AIM OF THE EXERCISE
From the first line to the last, return the data exactly as it stands.

Records from a data source
PR #2910, opened 2026-09-01
Update values.yaml to add ODLM values

qpdpQ:
Context in [Slack](https://ibm-cloudplatform.slack.com/archives/G013X1K33AN/p1769612308578209), since we will merge ODLM chart into CS chart so all the value in `values.yaml` should be in CS chart, `values.yaml` in ODLM chart will be ignored
Fixes # https://github.ibm.com/IBMPrivateCloud/roadmap/issues/70002


bitscuit (approved):
Discussed in slack about the sev 1, and this looks good

PR #2915, opened 2026-09-05
enhance cs_im_mustgather_script

avinash102:

The IAM MustGather script was hardcoded to use the `cp-console` route when obtaining the IAM host for token and API calls. This caused the script to silently fail in environments using the Unified Console, where only the `cpd` route exists. This PR adds `cpd` route fallback support and improves overall robustness of the script.

Changes made:
- Added `cp-console` → `cpd` route fallback: script now checks for `cp-console` first and falls back to `cpd` if it does not exist, supporting both classic and Unified Console environments
- Added guard on empty IAM host — logs a warning and skips API calls instead of making broken `curl` requests to `https://`
- Added guard on IAM admin credentials — skips token fetch if credentials cannot be retrieved
- IDP, users, and SCIM queries now only execute when a valid access token is obtained (previously ran unconditionally even after a token failure)
- `oc cp` calls now use `|| echo WARNING` so a copy failure logs a warning and continues instead of aborting
- No-pods case for `platform-auth-service` changed from `exit 1` to a warning so the rest of collection still runs
- `2>/dev/null` added to `oc get authentications` calls to suppress noise on stderr

Fixes [#69888](https://github.ibm.com/IBMPrivateCloud/roadmap/issues/69888)

1. How the test is done?
   - Run the script against a cluster using the **classic console** (has `cp-console` route) — verify `IAM_HOST` resolves to the `cp-console` host and token/API calls succeed
   - Run the script against a cluster using the **Unified Console** (only has `cpd` route, no `cp-console`) — verify the script falls back to `cpd` and token/API calls succeed
   - Run the script with an invalid namespace or missing secret and verify warnings are printed without the script aborting

### DIFF
--- a/must-gather/cs_im_mustgather.sh
+++ b/must-gather/cs_im_mustgather.sh
@@ -27,24 +27,23 @@ echo "Logs will be stored in: $AUTHMGDIR/$NAMESPACE"
 PODS=$(oc -n "$NAMESPACE" get pods -l component=platform-auth-service --no-headers -o custom-columns=name:.metadata.name)
 
 if [[ -z "$PODS" ]]; then
-  echo "No pods found with label component=platform-auth-service in namespace '$NAMESPACE'"
-  exit 1
+  echo "INFO: No pods found with label component=platform-auth-service in namespace '$NAMESPACE'"
+else
+  for pod in $PODS; do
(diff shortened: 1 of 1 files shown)


Daniel-Fan (approved):
LGTM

TASK OUTPUT
PR #2910, opened 2026-09-01
Update values.yaml to add ODLM values

qpdpQ:
Context in [Slack](https://ibm-cloudplatform.slack.com/archives/G013X1K33AN/p1769612308578209), since we will merge ODLM chart into CS chart so all the value in `values.yaml` should be in CS chart, `values.yaml` in ODLM chart will be ignored
Fixes # https://github.ibm.com/IBMPrivateCloud/roadmap/issues/70002


bitscuit (approved):
Discussed in slack about the sev 1, and this looks good

PR #2915, opened 2026-09-05
enhance cs_im_mustgather_script

avinash102:

The IAM MustGather script was hardcoded to use the `cp-console` route when obtaining the IAM host for token and API calls. This caused the script to silently fail in environments using the Unified Console, where only the `cpd` route exists. This PR adds `cpd` route fallback support and improves overall robustness of the script.

Changes made:
- Added `cp-console` → `cpd` route fallback: script now checks for `cp-console` first and falls back to `cpd` if it does not exist, supporting both classic and Unified Console environments
- Added guard on empty IAM host — logs a warning and skips API calls instead of making broken `curl` requests to `https://`
- Added guard on IAM admin credentials — skips token fetch if credentials cannot be retrieved
- IDP, users, and SCIM queries now only execute when a valid access token is obtained (previously ran unconditionally even after a token failure)
- `oc cp` calls now use `|| echo WARNING` so a copy failure logs a warning and continues instead of aborting
- No-pods case for `platform-auth-service` changed from `exit 1` to a warning so the rest of collection still runs
- `2>/dev/null` added to `oc get authentications` calls to suppress noise on stderr

Fixes [#69888](https://github.ibm.com/IBMPrivateCloud/roadmap/issues/69888)

1. How the test is done?
   - Run the script against a cluster using the **classic console** (has `cp-console` route) — verify `IAM_HOST` resolves to the `cp-console` host and token/API calls succeed
   - Run the script against a cluster using the **Unified Console** (only has `cpd` route, no `cp-console`) — verify the script falls back to `cpd` and token/API calls succeed
   - Run the script with an invalid namespace or missing secret and verify warnings are printed without the script aborting

### DIFF
--- a/must-gather/cs_im_mustgather.sh
+++ b/must-gather/cs_im_mustgather.sh
@@ -27,24 +27,23 @@ echo "Logs will be stored in: $AUTHMGDIR/$NAMESPACE"
 PODS=$(oc -n "$NAMESPACE" get pods -l component=platform-auth-service --no-headers -o custom-columns=name:.metadata.name)
 
 if [[ -z "$PODS" ]]; then
-  echo "No pods found with label component=platform-auth-service in namespace '$NAMESPACE'"
-  exit 1
+  echo "INFO: No pods found with label component=platform-auth-service in namespace '$NAMESPACE'"
+else
+  for pod in $PODS; do
(diff shortened: 1 of 1 files shown)


Daniel-Fan (approved):
LGTM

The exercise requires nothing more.